Table 12-compound 125 maleate DVS adsorption data

Relative to each otherHumidity (%)	Water absorption (%)
		0.0	0.0
10.0	0.1
		20.0	0.2
30.0	1.9
		40.0	2.5
50.0	2.7
		60.0	2.8
70.0	2.8
		80.0	2.9
90.0	3.1

Example 9: NMR identification analysis

¹H NMR experiment wasAt a constant temperature of 28 ℃ on a Varian Inova 500 spectrometer operating at 499.8 MHz. A small amount of each sample was dissolved in 0.75mL of DMSO-d6 and transferred to a 5mm NMR tube for subsequent analysis. This analysis enables confirmation of the expected chemical structure of both the molecule and the counterion.

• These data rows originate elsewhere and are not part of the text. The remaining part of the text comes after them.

PR #378, opened 2021-04-27
Integrate all parachain and relaychain proof and leaf/header related endpoints into relayer

musnit:
This is a test script, meant to replicate the same functionality as in scripts/helpers/subscribeBeefyJustifications.js in Golang and to get us completed integrations with all APIs and data we'll need for working verification.

There are still some TODOs but they are noncritical/nonblocking and can be fixed in follow PR where we integrate this with the listener.


relayer/cmd/subscribe_beefy.go
```diff
@@ -0,0 +1,204 @@
...
+		"Paras",
+		"Heads", encoded, nil)
+	if err != nil {
+		log.WithError(err).Error("Failed to create parachain header storage key")
+	}
+
+	// TODO1 - in polkadotjs webapp it seems possible to query this state via paras.heads without specifying any option
+	// and get all parachain heads as a response. eg: trying it on Rococo returns a lot of paraheads.
+	// I think we'll need this (to be able to check against the parachain headers hash
+	// of all headers in MMRLeaf.ParachainHeads), so we should get this working too.
```
philipstanislaus: This is partially resolved in 95964a81adbe57e248040793ef9a2793dd650fb3 . I added the right key by investigating the JSONRPC command sent by polkadot.js apps. This i a bit hacky, since a hardcoded key won't work if metadata ever updates. We should figure out why the computed key is different from the one polkadot.js apps uses.

relayer/cmd/subscribe_beefy.go
```diff
@@ -0,0 +1,204 @@
...
+	response, err := relaychainConn.GetAPI().RPC.State.GetStorageRaw(allParaHeadsStorageKey, blockHash)
+	if err != nil {
+		log.WithError(err).Error("Failed to get parachain header")
+	}
+
+	// TODO2 - the above query returns some extra bytes, related the the HeadData type (try this state query in polkadotjs
+	// webapp for example). These extra bytes I think are the parachain ID, so the response type needs to account for
+	// this properly. the below is just a hack to get the actual header out. It's also not clear to me if the response
+	// contains the entire header, or just a hash of the header, or some truncated header? If it's the entire header,
+	// then great we can use it entirely instead of querying for it in a follow up call
```
philipstanislaus, line 134: It should be the full parachain header, as you can see from this check: https://github.com/paritytech/polkadot/blob/master/node/core/candidate-validation/src/lib.rs#L418

philipstanislaus: In order to decode that, we need the types of our parachain's header

relayer/cmd/subscribe_beefy.go
```diff
@@ -0,0 +1,204 @@
...
+
+	log.WithFields(logrus.Fields{
+		"hash": headerHash.Hex(),
+	}).Info("Querying for parachain header")
+	headerData, err := parachainConn.Api().RPC.Chain.GetHeader(headerHash)
+	if err != nil {
+		log.WithError(err).Error("Failed to get parachain header")
+		// TODO3: This usually errors with "json: cannot unmarshal string into Go struct field Header.number of type uint32"
+		// Seems maybe related to the block number encoding thing on parachains vs relay chains, or maybe because our parachain
+		// header has a different type to the relay chain header and we need to setup that type?
```
philipstanislaus: Fixed in bb013dcf16863df9bb8aedf0ce7779c30f1a654f , reversion of block number type did not work.

philipstanislaus (commented):
LGTM, added a few hints and resolved a few TODOs.

relayer/cmd/subscribe_beefy.go
```diff
@@ -123,10 +122,6 @@ func GetParaheads(blockHash types.Hash, relaychainConn *relaychain.Connection) (
 		log.WithError(err).Error("Failed to create parachain header storage key")
 	}
 
-	// TODO1 - in polkadotjs webapp it seems possible to query this state via paras.heads without specifying any option
```
musnit: @philipstanislaus still seems to be an issue for me - going to re-add this TODO

relayer/cmd/subscribe_beefy.go
musnit: I did notice polkadot.js apps websocket connection makes an extra request for this, something like getKeys before the query for the actual data. Maybe its querying all keys for the mapping first, then appending the key to the base storage key before sending out the RPC?

musnit: yeh if you try on live Rococo, where there are lots of parachains, it first does state_getKeysPaged then does state_queryStorageAt with a lotttttt of extra params, one for each parachain, basically querying them all together manually. i guess we'll need to do something similar?

musnit: have a partial fix, will push.

relayer/cmd/subscribe_beefy.go
musnit: updated code with our parachain header decoding and it works, but it still requires removing the extra prefix bytes as in https://github.com/Snowfork/polkadot-ethereum/pull/378/files#diff-6bc10d8bbb796a09a8e3772904d4f0950335534c6a6b04d647c24fc66c04b6c8R139 - not sure what that prefix is for. maybe related to the Option<HeadData> type?

musnit: if you query paraheads on rococo you can see that every header response, even from different chains, is prefixed with some bytes too in the response, though in the UI the prefix is removed

relayer/cmd/subscribe_beefy.go
musnit: working now and gets all headers, though still a small hack to remove some extra bytes from the base key as in https://github.com/Snowfork/polkadot-ethereum/pull/378/files#diff-6bc10d8bbb796a09a8e3772904d4f0950335534c6a6b04d647c24fc66c04b6c8R164 - not sure why

relayer/cmd/subscribe_beefy.go
philipstanislaus: @musnit those bytes are coming from the SCALE codec. The first byte signifies `Some` (`0x01`) or `None` (`0x00`), the next bytes are a compact encoded length prefix, in our case 4, but the prefix could have less bytes. 

Let me properly decode those later.

relayer/cmd/subscribe_beefy.go
philipstanislaus: Oh, great find! Thanks for diving into this. I'll fix the extra bytes.

musnit:
closing this as it is integrated into https://github.com/Snowfork/polkadot-ethereum/pull/380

Example 10: composition percentage of preparation for oral use

Composition (I)	Range%
		Compound 125	5-70
Lactose monohydrate	25-95
		Magnesium stearate	0.05-2.5
Colloidal silica	0.05-1

From the above data and examples, it should be clear to those skilled in the art that the novel salts of compound 125 described in the present invention are a new, improved and valuable tool in therapy.

Claims (3)

1. A crystalline form of a salt of compound 125 having the formula:

it has an X-ray powder diffraction (CuK α source) pattern comprising characteristic peaks at about the following 2 θ angle values:

-maleate form I: 5.3, 6.0, 11.9, 12.7, 13.5, 14.5, 17.9, 19.4, 20.9, 22.9, 23.2, 24.7;

-maleate form II: 4.8, 9.6, 11.6, 15.7, 16.0, 16.7, 19.3, 20.9, 21.3, 22.1, 23.3, 27.7;

-maleate form III: 6.0, 11.8, 12.3, 13.3, 14.3, 16.3, 17.8, 20.8, 22.8, 24.3, 26.4, 27.6;

malonate type I: 11.5, 12.4, 14.3, 15.8, 18.8, 20.9, 21.8, 22.7, 23.0, 24.8;

-hydroxyacetate salt form I: 6.6, 11.8, 12.2, 12.7, 16.1, 17.5, 19.4, 21.9, 23.6, 23.9, 25.9, 27.8.

2. A pharmaceutical composition comprising as active ingredient a crystalline form of a salt of compound 125 as defined in claim 1, together with pharmaceutically acceptable excipients and/or carriers.

3. Use of a crystalline form of a salt of compound 125 as defined in claim 1 for the preparation of a medicament for the treatment of a disease state treatable by CDK inhibition.